I keep the little internal voice to myself and wait with Rayne, occasionally wincing as my back gives another twinge. Each of my team comes to embrace me in turn, with their own opinion about the marks. Solo describes them as a sigil, Duo as a sunburst. Hawk assesses the marks while hovering upside down and tells me they resemble tribal tattoos he’s seen humans wearing in summer. Erkyan and Willow confer together and decide as one that though they’ve never seen such marks before, they resemble a brand or burn.
Frankly, none of it is comforting, but at least there isn’t any black smoke or yellow pus flowing from the wounds. Rayne performs her own little study as we retreat to the relative safety and privacy of the chancel, but says nothing other than she has some references to check in the evening.
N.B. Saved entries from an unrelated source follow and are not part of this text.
PR #2463, opened 2024-03-04
feat(ts/components/diversionPage): add share screen text stub

firestack:
This gets the information we have into the text box on the share screen. This does not include connection points as that information is only available in the backend right now, I'm intending to open another PR which adds connection points to the API and adds it to this text.

---
  - https://app.asana.com/0/0/1206710026837345

### DIFF
--- a/assets/src/components/detours/diversionPage.tsx
+++ b/assets/src/components/detours/diversionPage.tsx
@@ -2,6 +2,7 @@ import React, {
   ComponentProps,
   ComponentPropsWithoutRef,
   PropsWithChildren,
+  useEffect,
   useState,
 } from "react"
 import { DiversionPanel } from "./diversionPanel"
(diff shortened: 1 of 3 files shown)


assets/src/hooks/useNearestIntersection.ts
lemald, line 1: **question:** are these changes from a previous iteration where you were using intersections as "connection points?" It doesn't appear that this is needed for the rest of the changes as they are currently and I'm not sure that allowing undefined values makes sense to do as a refactor without a specific use case.

firestack: Oh yes! thanks for catching this I completely forgot 😅

assets/src/components/detours/diversionPage.tsx
```diff
@@ -47,6 +48,24 @@ export const DiversionPage = ({
...
+        `${originalRoute.routeName} ${originalRoute.routeDescription} from`,
+        originalRoute.routeOrigin,
+        originalRoute.routeDirection,
+        ,
+        "Turn-by-Turn Directions:",
+        ...(directions?.map((v) => v.instruction) ?? []),
+        ,
+        `Missed Stops (${missedStops?.length}):`,
+        ...(missedStops?.map(({ name }) => name) ?? ["no stops"]),
+      ].join("\n")
```
lemald, line 65: **suggestion (non-blocking):** I think there's enough logic here that it _might_ make sense to put in a private helper function, but I do realize it would have to take quite a few arguments so it might be kind of unwieldy.

lemald (approved):
Just one suggestion left but it's non-blocking.

assets/src/components/detours/diversionPage.tsx
firestack: I'll keep this in mind for after I add connection points 👍🏻

PR #2464, opened 2024-03-04
general fixes for routing and instructions

firestack:


lib/skate/open_route_service_api/directions_request.ex
```diff
@@ -8,8 +8,9 @@ defmodule Skate.OpenRouteServiceAPI.DirectionsRequest do
     Type that represents a request made to OpenRouteService's Directions API
   """
   @type t() :: %__MODULE__{
-          coordinates: [[float()]]
+          coordinates: [[float()]],
+          continue_straight: boolean()
         }
 
-  defstruct coordinates: []
+  defstruct coordinates: [], continue_straight: true
```
joshlarson, line 15: This looks like it's not being used. Can we remove it?

firestack: Nope! this is intentional as it sets `continue_straight: true` as the default value.

lib/skate/open_route_service_api.ex
```diff
@@ -86,7 +86,9 @@ defmodule Skate.OpenRouteServiceAPI do
        directions:
          segments
          |> Enum.flat_map(& &1["steps"])
-         |> Enum.filter(fn %{"type" => type} -> map_type(type) not in [:goal, :error] end)
```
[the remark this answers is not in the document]
firestack: I'll look into it 👍🏻 A little unsure since we don't have tests for this at all it seems

lib/skate/open_route_service_api/directions_request.ex
firestack: I did this to set this as the default any time this struct is created. So this is technically doing _something_ and is used. That said, I _could_ be convinced that we should instead be putting this explicitly in the code instead of what is essentially, a constructor, but I prefer this for the simplicity right now.

joshlarson: I meant that the field itself isn't being referenced anywhere, unless I missed something? Nobody is ever referencing `continue_straight`.

firestack: Here's _a_ place it's being created(via defaults) & consumed https://github.com/mbta/skate/blob/b314c701d61726776d07cbecedcccc56235ca4aa/lib/skate/open_route_service_api.ex#L57-L62

joshlarson: Talked offline - I get it now! `continue_straight` is a field that's being serialized by the ORS client into a JSON blob as part of the request for directions. 

Thanks for the explanation!

firestack: I _could_ add tests for this, but I'm not sure it's really worth it

```diff
diff --git a/test/skate/open_route_service_api_test.exs b/test/skate/open_route_service_api_test.exs
index 0ed37645..6a44aefc 100644
--- a/test/skate/open_route_service_api_test.exs
+++ b/test/skate/open_route_service_api_test.exs
@@ -132,6 +132,21 @@ defmodule Skate.OpenRouteServiceAPITest do
                %{"lat" => 0, "lon" => 0},
                %{"lat" => 0, "lon" => 1}
              ])
+  end
 
+  test "is called with `continue_straight`" do
+    expect(
+      Skate.OpenRouteServiceAPI.MockClient,
+      :get_directions,
+      fn %DirectionsRequest{continue_straight: true} ->
+        {:ok, build(:ors_directions_json)}
+      end
+    )
+
+    assert {:ok, %DirectionsResponse{}} =
+             Skate.OpenRouteServiceAPI.directions([
+               %{"lat" => 0, "lon" => 0},
+               %{"lat" => 0, "lon" => 1}
+             ])
   end
 end
```

lemald (approved):
Tests look good to me!

lib/skate/open_route_service_api/directions_request.ex
joshlarson: What about something like this? 👇 

```diff
modified   test/skate_web/controllers/detour_route_controller_test.exs
@@ -35,6 +35,20 @@ defmodule SkateWeb.DetourRouteControllerTest do
                json_response(conn, 200)
     end

+    @tag :authenticated
+    test "formats request correctly", %{conn: conn} do
+      expect(Skate.OpenRouteServiceAPI.MockClient, :get_directions, fn args ->
+        assert args.coordinates == [[0, 0], [1, 1]]
+        assert args.continue_straight == true
+
+        {:ok, build(:ors_directions_json)}
+      end)
+
+      post(conn, ~p"/api/detours/directions",
+        coordinates: [%{"lat" => 0, "lon" => 0}, %{"lat" => 1, "lon" => 1}]
+      )
+    end
+
     @tag :authenticated
     test "returns directions as a flat list", %{conn: conn} do
       expect(Skate.OpenRouteServiceAPI.MockClient, :get_directions, fn _ ->
```

firestack: 15c5d4994dd5cd41090ea6a83d6e6e739b2ad81e

joshlarson (approved):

Then my watch beeps again and she passes out in my arms, limp and lifeless against me like a doll.
I pull her to me and wait for Omega to arrive while the wolves all talk about what should follow. I’m sure they’ll still have their moot, but the Loup Garou and Blood Moon seem to have particular issue with Aleksandar. I can’t hear all of it, but I hear my name come up more than once, along with the phrase “pack-friend.”
I don’t care. All of that can wait.
What I want now, more than anything, is to settle down in a soft warm bed—preferably on my front—and sleep for a week.
Of course, as I suspected, Omega agents try to coax me with them out of the old church and back to SPEAR facilities. I refuse, making clear that in the middle of the day, it’s my responsibility to protect my colleague and that I won’t be leaving her side.
Many of the Omega agents already know about the relationship between Rayne and me, but the military certainly doesn’t. It takes several heated conversations and threats of setting my wolf friends on them to get my way. Foolish, perhaps, but I’m not leaving her. No freaking way.
Only after all this do I realize, in all the commotion, that Flint hasn’t moved from where he fell.
With my team on guard around attempts to move Rayne outside and into the sunlight, I limp over to check him out.
Dead. Without doubt.
His eyes, nose, and ears are singed black as though burned from the inside out. The skin around his mouth is stained the same sooty black and stretched wide enough to break skin. His entire body seems flatter than it should, as though emptied of vital organs. And when I take the chance to touch his curled, twisted hand, his skin is icy cold and stiff.
I wish I could ask him what happened. He’s likely the only one with reliable intel on what the hell that black creature really is, but now he’s gone.
Though with this being the second time Rayne and I have seen the thing, we can no longer brush it off as an unknown entity. We need to figure out what the hell it is before it causes any more damage.
Yep, because things are always that easy.
I leave Flint’s body on the ground and return to my team, joining the conversation on how to get Rayne safely back to HQ.